Сидевшие лицом к Сеттембрини Ганс Касторп и Иоахим повернулись теперь к Нафте, первый быстрее, второй чуть медленнее.
– Такое торжество невозможно, ибо авторитет – это сам человек, его интересы, его достоинство, его благо, стало быть между авторитетом и истиной не может быть противоречий. Они совпадают.
– В таком случае истина…
– Истинно то, что полезно человеку. В нем воплощена вся природа, из всей природы только он создан и вся природа существует лишь для него. Он мера всех вещей, и его благо – единственный критерий истины. Теоретическое познание, лишенное практического значения для идеи человеческого блага, настолько неинтересно, что здравый смысл повелевает не признавать достоверность подобной науки и попросту ее не допускать. В века, когда господствовало христианское мировоззрение, знание естественных наук почиталось бесполезным для человека. Лактанций[51], которого император Константин избрал в наставники своему сыну, прямо спрашивал, какое блаженство он обретет, если будет знать, где берет свое начало Нил и все, что говорят суемудрые физики о небе. Вот и ответьте ему на его вопрос! Если философию Платона предпочли всякой другой, то лишь потому, что она стремилась познать не природу, а бога. Могу вас заверить, близок час, когда человечество вернется к этой точке зрения и признает, что задача истинной науки не в погоне за нечестивыми истинами, а в умении отмести все пагубное или даже просто духовно маловажное, – словом, свидетельствовать в пользу инстинкта, меры и выбора.
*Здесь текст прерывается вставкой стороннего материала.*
PR #168, opened 2015-01-12
Added spline kernel (from P. Hennig) to GPy

tjhgit:
Had to modify the base_plots and model_plots.py, since I had troubles
installing GPy in anaconda on debian linux due to the dependency on
Tango. Why is Tango needed to represent colors that can also be typed in
Hex format thus eliminating further dependencies.

### DIFF
--- a/GPy/kern/__init__.py
+++ b/GPy/kern/__init__.py
@@ -13,6 +13,7 @@ from _src.ODE_UYC import ODE_UYC
 from _src.ODE_st import ODE_st
 from _src.ODE_t import ODE_t
 from _src.poly import Poly
+from _src.spline import Spline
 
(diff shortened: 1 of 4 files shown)


tjhgit:
Hi James,

updated points 1) and 2) in the latest commit. I do not know how to do point 3.

Regards,
Thomas.

jameshensman:
Hi @tjhgit , 

Thanks for the edits, this looks nice. 

What's the domain of the kernel -- is it valid for any input X? I think previous spline kernels I've seen have been defined on [0,1]. Same here?

Would it be possible to implement update_gradients_diag? This would allow use with the sparse GPs in GPy. 

Thanks, 

James.

PR #174, opened 2015-02-08
Kernel product bugfix

beckdaniel:
A bugfix to prevent a zero division in kernel products when one or more kernel evaluations result in zero. Added two tests: one for update_gradients_full and another one for gradients_X.


jameshensman:
Thanks Daniel, looks good to me.

PR #176, opened 2015-02-16
Fixed Bernouli Likelihood for correct predictive variance on GP Classification tasks

iassael:


jameshensman:
Hi @iassael, 

Thanks for the fix! 

James.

Ребячество думать, будто церковь отстаивала тьму и боролась со светом. Она трижды была права, объявляя греховным всякое «беспристрастное» стремление к познанию природы вещей, то есть такое, какое не заботится о духовном, об обретении вечного спасения, а если что действительно погружало и еще глубже погрузит человечество во тьму, так это «беспристрастное», лишенное всякой философии естествознание.
– Вы проповедуете прагматизм, – возразил Сеттембрини, – который достаточно перенести в область политики, чтобы сразу увидеть всю его опасность. Хорошо, истинно и справедливо лишь то, что полезно государству. Его благо, его величие, его могущество становятся высшим нравственным критерием. Прекрасно! Но тем самым открывается полный простор любому злодеянию, и от простой человеческой правды, индивидуальной справедливости, демократии остаются рожки да ножки…
– Будем хоть немного логичны, – предложил Нафта. – Либо Птолемей и схоласты правы, и мир конечен во времени и в пространстве. Тогда божество трансцендентно, противоположность между богом и миром остается в силе и человек тоже существо дуалистическое: конфликт его души состоит в столкновении чувственного и сверхчувственного, а все общественное, таким образом, отходит на второй план. Только такой индивидуализм я могу признать последовательным. Либо ваши астрономы эпохи Возрождения открыли истину, и космос бесконечен. Тогда нет сверхчувственного мира, нет дуализма; потустороннее входит в посюстороннее, противоположность между богом и природой отпадает, и поскольку в этом случае человеческая личность также перестает быть ареной единоборства двух враждебных начал, а напротив, представляет собой единое гармоническое целое, то в основе внутреннего человеческого конфликта лежит исключительно противоречие между личными и общими интересами, и задачи государства, как в пору язычества, становятся нравственным законом. Либо одно, либо другое.